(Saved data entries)
————————
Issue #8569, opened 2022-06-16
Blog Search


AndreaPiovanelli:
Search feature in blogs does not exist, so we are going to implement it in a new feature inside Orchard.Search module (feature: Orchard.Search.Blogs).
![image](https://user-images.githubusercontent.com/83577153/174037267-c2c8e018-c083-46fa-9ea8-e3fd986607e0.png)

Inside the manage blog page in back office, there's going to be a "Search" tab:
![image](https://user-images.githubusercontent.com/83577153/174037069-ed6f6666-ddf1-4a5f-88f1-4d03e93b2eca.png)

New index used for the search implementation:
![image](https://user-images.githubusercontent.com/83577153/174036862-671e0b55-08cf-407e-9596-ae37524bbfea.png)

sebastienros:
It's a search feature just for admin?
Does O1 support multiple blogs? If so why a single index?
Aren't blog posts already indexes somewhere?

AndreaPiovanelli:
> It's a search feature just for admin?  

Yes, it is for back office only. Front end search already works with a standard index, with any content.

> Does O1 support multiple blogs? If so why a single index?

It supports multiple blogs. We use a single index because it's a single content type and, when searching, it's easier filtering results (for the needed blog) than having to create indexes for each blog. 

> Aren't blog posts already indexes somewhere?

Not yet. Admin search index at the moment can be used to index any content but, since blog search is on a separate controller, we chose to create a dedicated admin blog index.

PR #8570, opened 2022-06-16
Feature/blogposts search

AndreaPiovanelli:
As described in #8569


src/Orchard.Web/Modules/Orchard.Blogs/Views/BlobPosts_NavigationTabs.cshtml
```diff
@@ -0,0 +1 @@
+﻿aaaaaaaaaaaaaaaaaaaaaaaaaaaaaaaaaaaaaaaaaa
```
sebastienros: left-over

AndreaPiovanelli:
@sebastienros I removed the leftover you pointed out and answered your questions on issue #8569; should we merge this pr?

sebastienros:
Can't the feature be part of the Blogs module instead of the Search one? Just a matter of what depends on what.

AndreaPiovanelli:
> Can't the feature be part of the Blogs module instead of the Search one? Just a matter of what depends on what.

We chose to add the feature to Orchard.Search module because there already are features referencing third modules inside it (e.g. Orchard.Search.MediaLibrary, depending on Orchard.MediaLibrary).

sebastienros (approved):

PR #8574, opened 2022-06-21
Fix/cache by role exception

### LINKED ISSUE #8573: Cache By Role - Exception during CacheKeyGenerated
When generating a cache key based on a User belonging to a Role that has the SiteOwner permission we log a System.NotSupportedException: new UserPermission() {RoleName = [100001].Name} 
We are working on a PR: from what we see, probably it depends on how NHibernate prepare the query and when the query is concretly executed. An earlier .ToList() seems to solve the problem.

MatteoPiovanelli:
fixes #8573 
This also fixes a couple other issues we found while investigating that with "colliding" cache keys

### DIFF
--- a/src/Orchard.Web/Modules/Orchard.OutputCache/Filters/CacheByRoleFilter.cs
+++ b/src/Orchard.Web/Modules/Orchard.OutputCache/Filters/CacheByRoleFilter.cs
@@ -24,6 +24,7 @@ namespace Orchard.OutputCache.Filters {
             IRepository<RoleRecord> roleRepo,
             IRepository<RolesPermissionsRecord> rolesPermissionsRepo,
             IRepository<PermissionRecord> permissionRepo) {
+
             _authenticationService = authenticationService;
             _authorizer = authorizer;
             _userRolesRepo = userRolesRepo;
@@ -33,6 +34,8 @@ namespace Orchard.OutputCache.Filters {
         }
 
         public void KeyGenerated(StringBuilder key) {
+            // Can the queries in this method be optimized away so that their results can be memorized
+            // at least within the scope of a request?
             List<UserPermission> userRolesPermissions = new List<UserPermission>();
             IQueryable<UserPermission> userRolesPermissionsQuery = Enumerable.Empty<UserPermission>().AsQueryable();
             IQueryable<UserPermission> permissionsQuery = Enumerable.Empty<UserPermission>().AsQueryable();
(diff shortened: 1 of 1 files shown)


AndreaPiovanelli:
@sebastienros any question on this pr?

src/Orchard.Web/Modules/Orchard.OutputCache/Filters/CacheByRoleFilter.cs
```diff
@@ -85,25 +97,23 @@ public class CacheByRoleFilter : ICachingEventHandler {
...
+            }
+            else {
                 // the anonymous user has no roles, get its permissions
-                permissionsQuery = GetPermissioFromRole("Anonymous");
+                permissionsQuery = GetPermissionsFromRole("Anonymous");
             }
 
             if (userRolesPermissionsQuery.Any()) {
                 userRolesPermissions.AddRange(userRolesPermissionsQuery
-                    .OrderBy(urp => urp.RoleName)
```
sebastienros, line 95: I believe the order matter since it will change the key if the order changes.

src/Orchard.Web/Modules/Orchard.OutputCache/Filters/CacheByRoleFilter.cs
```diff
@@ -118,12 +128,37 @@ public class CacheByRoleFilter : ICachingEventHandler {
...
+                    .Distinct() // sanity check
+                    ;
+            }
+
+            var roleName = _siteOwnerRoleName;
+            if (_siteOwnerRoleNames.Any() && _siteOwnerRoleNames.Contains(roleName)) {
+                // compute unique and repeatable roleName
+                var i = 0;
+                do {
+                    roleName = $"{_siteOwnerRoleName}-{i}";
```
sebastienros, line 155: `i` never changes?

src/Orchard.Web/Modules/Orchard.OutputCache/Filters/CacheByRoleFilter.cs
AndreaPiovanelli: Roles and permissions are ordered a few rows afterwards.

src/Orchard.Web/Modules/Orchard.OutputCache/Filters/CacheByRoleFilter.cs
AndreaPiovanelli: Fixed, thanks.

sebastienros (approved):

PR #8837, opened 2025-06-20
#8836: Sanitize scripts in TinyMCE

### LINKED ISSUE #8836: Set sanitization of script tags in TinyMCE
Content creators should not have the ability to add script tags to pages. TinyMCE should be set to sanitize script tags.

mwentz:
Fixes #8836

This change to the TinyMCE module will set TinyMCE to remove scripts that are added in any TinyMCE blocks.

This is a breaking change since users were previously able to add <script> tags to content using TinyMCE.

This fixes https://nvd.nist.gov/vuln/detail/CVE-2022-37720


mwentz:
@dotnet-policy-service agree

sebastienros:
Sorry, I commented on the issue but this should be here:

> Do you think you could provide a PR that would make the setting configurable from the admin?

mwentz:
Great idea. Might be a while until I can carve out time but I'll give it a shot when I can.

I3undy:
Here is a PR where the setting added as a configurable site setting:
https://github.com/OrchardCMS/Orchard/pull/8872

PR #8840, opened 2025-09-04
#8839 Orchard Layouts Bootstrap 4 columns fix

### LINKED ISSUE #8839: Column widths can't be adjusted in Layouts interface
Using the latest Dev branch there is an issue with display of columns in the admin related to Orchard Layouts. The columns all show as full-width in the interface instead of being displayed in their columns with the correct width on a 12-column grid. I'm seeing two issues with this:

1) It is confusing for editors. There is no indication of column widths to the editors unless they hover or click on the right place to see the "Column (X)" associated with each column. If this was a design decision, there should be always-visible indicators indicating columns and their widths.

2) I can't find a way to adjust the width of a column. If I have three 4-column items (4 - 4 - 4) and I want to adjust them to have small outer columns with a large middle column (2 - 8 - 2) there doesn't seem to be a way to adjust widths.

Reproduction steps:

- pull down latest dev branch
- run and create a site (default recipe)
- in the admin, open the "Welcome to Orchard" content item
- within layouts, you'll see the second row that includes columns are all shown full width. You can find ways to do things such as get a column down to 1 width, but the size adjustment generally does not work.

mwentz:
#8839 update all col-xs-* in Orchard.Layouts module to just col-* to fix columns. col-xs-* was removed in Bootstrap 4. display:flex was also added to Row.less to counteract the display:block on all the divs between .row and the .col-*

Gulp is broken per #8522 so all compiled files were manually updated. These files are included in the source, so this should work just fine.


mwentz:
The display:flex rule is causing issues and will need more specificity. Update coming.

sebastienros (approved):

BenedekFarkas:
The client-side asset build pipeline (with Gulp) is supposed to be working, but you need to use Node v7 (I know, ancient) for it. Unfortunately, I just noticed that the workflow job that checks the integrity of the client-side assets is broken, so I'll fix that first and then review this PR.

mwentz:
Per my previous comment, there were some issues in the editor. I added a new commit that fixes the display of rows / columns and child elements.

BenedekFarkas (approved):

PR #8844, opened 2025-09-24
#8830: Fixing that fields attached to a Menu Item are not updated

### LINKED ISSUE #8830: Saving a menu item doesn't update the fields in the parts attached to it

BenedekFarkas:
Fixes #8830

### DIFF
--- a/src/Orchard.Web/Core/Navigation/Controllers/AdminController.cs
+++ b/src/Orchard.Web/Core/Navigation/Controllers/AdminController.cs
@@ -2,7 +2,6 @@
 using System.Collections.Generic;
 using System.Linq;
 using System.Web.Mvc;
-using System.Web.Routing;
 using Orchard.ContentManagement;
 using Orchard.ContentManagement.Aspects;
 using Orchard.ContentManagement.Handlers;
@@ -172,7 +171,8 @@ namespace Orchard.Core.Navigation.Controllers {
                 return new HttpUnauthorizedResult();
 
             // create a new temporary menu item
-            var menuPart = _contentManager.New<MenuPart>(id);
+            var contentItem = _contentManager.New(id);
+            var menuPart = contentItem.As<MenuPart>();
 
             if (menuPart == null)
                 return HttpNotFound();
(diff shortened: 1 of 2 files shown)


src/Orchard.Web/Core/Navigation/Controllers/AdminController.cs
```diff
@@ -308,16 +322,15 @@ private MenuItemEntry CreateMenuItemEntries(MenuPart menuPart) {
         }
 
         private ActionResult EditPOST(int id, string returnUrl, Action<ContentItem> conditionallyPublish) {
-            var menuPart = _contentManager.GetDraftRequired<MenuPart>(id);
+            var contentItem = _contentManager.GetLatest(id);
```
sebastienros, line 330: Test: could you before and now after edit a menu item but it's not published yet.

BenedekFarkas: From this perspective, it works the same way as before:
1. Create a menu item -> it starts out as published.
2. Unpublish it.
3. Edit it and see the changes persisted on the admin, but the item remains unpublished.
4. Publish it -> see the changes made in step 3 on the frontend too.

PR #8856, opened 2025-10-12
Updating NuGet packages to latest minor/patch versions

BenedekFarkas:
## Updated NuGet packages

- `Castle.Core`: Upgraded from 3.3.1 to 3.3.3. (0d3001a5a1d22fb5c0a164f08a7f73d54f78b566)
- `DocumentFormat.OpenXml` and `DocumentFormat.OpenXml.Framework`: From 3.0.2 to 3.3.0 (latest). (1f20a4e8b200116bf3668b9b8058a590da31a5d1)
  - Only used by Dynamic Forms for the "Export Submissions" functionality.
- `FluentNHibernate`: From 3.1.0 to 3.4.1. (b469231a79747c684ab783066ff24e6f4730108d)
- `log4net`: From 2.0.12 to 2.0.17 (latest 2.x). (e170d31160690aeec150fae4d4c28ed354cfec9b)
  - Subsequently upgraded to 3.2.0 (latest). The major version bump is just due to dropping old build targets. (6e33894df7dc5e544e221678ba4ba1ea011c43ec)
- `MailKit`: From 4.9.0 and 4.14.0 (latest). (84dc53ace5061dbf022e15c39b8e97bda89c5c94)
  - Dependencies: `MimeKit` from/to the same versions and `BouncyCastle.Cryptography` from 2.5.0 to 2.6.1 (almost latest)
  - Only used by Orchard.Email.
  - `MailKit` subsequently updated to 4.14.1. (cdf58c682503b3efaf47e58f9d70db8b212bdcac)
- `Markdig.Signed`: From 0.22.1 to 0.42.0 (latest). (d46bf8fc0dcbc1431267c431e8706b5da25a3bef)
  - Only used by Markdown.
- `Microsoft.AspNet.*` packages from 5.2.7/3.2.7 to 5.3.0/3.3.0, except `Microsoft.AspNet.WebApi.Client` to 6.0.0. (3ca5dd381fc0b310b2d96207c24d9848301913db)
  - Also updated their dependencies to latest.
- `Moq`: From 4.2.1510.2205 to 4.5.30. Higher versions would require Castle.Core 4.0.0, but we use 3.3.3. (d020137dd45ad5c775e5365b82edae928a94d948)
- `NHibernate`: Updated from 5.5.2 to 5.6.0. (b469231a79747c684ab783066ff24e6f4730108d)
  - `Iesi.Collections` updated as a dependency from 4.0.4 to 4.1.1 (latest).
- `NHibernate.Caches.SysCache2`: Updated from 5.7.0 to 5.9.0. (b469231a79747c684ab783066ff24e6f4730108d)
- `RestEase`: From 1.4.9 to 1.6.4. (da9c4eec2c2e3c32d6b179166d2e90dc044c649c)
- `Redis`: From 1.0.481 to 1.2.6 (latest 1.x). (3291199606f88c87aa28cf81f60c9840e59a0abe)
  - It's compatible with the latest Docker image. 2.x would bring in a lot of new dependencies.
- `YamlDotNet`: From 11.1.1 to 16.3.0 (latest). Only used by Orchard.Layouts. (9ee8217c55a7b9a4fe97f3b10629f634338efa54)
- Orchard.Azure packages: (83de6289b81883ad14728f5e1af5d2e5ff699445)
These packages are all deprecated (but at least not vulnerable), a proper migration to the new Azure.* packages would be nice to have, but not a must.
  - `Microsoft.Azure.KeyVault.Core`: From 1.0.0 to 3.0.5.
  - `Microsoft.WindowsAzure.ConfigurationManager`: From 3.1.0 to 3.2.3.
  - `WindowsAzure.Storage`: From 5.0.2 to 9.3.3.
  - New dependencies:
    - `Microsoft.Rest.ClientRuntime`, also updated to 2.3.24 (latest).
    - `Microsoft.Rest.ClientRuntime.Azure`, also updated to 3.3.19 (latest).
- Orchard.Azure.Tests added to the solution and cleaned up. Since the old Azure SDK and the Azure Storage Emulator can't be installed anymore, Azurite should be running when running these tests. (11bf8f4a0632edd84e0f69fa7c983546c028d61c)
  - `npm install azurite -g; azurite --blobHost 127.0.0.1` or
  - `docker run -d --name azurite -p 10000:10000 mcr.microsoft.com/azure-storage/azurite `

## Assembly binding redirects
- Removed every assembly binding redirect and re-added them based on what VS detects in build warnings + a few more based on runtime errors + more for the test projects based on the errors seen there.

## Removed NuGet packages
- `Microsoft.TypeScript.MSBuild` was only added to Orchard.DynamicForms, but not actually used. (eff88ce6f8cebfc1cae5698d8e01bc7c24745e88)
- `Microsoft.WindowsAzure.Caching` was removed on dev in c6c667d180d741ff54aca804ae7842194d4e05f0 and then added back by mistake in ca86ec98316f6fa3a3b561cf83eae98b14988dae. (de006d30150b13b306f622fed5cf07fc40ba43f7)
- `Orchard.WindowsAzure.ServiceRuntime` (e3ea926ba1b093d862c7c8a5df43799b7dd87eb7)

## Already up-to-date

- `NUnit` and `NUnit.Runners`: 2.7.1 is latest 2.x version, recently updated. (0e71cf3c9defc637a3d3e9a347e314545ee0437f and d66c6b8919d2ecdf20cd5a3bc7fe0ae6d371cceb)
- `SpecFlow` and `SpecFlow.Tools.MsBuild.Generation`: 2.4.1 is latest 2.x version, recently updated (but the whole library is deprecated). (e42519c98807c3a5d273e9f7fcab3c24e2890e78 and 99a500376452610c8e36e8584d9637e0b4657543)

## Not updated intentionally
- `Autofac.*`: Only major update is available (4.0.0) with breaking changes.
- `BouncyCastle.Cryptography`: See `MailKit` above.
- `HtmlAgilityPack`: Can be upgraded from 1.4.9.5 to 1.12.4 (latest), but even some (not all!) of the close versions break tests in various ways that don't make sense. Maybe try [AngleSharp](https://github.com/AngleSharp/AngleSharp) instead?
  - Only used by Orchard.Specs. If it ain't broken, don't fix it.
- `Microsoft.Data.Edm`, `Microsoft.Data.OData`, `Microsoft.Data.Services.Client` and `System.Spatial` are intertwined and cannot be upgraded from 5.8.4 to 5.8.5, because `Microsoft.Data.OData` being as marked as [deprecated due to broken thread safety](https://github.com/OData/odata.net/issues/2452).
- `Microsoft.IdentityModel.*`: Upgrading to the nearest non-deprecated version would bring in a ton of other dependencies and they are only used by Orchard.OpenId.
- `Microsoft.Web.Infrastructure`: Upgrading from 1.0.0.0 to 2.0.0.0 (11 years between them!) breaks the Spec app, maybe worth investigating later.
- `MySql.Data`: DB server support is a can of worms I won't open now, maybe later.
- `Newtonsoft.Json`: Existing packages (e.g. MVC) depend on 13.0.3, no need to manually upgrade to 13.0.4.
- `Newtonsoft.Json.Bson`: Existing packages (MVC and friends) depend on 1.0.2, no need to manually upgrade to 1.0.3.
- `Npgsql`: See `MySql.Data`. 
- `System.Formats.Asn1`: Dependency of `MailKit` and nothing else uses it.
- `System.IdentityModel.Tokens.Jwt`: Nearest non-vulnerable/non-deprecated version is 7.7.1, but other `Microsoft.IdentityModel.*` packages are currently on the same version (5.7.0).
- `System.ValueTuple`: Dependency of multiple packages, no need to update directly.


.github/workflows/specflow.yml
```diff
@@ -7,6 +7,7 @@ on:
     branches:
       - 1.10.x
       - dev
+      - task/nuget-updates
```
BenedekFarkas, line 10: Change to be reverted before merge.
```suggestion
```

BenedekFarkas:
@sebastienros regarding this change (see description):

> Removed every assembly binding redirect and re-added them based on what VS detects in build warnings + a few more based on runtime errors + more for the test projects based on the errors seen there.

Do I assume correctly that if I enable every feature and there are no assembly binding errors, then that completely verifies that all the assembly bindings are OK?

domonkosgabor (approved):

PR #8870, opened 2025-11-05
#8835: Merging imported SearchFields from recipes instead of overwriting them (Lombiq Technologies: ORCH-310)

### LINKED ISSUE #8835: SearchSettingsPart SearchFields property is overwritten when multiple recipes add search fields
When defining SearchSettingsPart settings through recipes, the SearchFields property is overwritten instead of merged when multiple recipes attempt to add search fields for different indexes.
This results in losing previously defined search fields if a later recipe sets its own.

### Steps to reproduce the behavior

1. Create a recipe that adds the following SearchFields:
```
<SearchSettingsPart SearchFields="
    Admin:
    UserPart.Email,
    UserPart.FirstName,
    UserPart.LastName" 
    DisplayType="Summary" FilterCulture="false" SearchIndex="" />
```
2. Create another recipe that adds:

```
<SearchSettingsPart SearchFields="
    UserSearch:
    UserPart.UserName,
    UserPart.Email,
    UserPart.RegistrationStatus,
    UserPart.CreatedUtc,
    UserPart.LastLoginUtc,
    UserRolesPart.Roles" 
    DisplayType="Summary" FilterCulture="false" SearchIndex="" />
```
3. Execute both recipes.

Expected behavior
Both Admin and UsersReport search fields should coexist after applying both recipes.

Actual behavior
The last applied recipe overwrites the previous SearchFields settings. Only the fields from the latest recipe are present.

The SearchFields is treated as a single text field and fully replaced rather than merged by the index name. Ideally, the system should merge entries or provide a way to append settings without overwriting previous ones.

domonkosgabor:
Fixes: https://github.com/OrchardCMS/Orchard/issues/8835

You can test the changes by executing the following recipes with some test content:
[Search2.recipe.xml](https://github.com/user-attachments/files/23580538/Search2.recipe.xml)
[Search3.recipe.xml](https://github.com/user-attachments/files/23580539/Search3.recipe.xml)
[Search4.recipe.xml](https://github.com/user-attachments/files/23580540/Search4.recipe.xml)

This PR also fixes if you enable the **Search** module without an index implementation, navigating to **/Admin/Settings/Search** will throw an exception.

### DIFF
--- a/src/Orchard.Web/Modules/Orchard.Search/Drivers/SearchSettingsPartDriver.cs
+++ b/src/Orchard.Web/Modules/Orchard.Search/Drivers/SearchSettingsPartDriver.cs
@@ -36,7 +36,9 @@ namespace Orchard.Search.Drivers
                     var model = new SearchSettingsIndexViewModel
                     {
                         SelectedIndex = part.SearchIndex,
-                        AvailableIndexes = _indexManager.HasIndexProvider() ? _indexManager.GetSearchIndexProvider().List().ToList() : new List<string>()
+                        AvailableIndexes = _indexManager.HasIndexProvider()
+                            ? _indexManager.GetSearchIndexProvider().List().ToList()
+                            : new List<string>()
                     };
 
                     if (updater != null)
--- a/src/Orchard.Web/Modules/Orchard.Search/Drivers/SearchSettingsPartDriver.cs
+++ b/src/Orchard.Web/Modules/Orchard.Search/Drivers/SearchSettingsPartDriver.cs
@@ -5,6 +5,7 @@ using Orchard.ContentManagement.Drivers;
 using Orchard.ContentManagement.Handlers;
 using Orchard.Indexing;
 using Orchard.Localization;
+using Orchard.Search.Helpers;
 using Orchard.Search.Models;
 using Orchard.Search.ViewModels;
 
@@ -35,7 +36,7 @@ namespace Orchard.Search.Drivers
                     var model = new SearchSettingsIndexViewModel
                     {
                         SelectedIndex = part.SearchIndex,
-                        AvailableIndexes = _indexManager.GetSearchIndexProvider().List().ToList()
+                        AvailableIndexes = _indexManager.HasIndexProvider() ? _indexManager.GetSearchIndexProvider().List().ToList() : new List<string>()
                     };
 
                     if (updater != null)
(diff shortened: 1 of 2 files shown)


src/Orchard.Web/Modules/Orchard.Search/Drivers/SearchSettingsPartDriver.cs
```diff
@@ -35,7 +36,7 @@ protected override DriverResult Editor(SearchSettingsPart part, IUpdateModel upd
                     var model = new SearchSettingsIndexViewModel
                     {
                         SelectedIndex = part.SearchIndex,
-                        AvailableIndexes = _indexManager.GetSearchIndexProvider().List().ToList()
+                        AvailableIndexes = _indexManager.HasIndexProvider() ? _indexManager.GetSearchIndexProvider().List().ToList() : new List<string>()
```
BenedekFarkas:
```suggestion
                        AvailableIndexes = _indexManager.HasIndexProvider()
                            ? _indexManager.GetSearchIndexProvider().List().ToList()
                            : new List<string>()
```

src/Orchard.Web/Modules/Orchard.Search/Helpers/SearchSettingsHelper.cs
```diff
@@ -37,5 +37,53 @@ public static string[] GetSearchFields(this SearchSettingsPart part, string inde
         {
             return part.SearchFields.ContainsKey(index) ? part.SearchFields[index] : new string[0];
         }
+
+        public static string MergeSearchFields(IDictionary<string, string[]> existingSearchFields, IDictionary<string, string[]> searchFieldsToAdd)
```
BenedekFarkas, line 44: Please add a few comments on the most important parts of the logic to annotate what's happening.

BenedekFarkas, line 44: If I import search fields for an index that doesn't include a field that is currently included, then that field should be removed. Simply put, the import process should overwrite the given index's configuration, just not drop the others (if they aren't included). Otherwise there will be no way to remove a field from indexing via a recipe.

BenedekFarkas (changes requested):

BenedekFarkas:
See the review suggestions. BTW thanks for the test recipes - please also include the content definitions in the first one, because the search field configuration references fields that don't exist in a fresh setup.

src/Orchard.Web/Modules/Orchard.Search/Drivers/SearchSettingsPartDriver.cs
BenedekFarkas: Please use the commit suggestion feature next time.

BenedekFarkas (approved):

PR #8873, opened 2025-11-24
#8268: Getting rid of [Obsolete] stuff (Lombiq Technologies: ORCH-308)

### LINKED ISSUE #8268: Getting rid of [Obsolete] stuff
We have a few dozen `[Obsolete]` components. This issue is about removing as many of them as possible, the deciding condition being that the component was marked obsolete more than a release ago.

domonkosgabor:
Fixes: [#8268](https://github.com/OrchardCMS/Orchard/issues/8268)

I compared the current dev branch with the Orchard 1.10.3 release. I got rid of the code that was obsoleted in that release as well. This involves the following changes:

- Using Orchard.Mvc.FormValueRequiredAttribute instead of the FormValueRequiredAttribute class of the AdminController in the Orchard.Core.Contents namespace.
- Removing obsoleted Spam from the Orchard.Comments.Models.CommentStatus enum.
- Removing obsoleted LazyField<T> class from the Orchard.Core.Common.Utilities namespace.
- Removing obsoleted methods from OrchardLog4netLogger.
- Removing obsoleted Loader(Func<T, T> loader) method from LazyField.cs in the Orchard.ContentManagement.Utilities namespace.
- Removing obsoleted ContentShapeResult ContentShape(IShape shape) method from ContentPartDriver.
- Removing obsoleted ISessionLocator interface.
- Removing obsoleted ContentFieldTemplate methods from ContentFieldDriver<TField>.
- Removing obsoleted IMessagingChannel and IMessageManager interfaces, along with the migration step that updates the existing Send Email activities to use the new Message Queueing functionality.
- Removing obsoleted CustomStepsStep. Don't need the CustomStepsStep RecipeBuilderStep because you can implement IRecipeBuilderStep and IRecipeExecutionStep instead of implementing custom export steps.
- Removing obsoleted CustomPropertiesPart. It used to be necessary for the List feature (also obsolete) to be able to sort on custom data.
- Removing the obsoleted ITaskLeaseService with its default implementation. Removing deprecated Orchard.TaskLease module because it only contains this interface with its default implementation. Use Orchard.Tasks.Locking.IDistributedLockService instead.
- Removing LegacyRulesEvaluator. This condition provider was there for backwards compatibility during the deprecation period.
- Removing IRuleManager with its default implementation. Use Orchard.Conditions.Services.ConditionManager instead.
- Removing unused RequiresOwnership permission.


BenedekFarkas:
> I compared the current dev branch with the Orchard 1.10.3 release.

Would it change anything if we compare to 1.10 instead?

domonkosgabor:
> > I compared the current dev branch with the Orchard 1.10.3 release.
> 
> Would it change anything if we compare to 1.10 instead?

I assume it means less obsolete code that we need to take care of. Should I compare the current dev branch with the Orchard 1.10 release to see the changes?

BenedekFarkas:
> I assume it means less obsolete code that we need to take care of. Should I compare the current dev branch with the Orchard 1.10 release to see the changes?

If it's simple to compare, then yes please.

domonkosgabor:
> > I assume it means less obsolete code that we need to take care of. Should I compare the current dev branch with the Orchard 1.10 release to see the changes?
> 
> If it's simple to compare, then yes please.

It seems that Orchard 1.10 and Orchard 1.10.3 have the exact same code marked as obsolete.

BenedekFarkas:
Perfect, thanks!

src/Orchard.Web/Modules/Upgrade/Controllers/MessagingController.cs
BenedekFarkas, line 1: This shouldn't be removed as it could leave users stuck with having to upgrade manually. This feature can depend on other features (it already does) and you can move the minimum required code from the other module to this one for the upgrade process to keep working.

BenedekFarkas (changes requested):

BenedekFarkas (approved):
————————
TASK PROMPT – In how many lines of the data above does the word "before" occur? Only the number is wanted.

RESPONSE TO THIS TASK – 3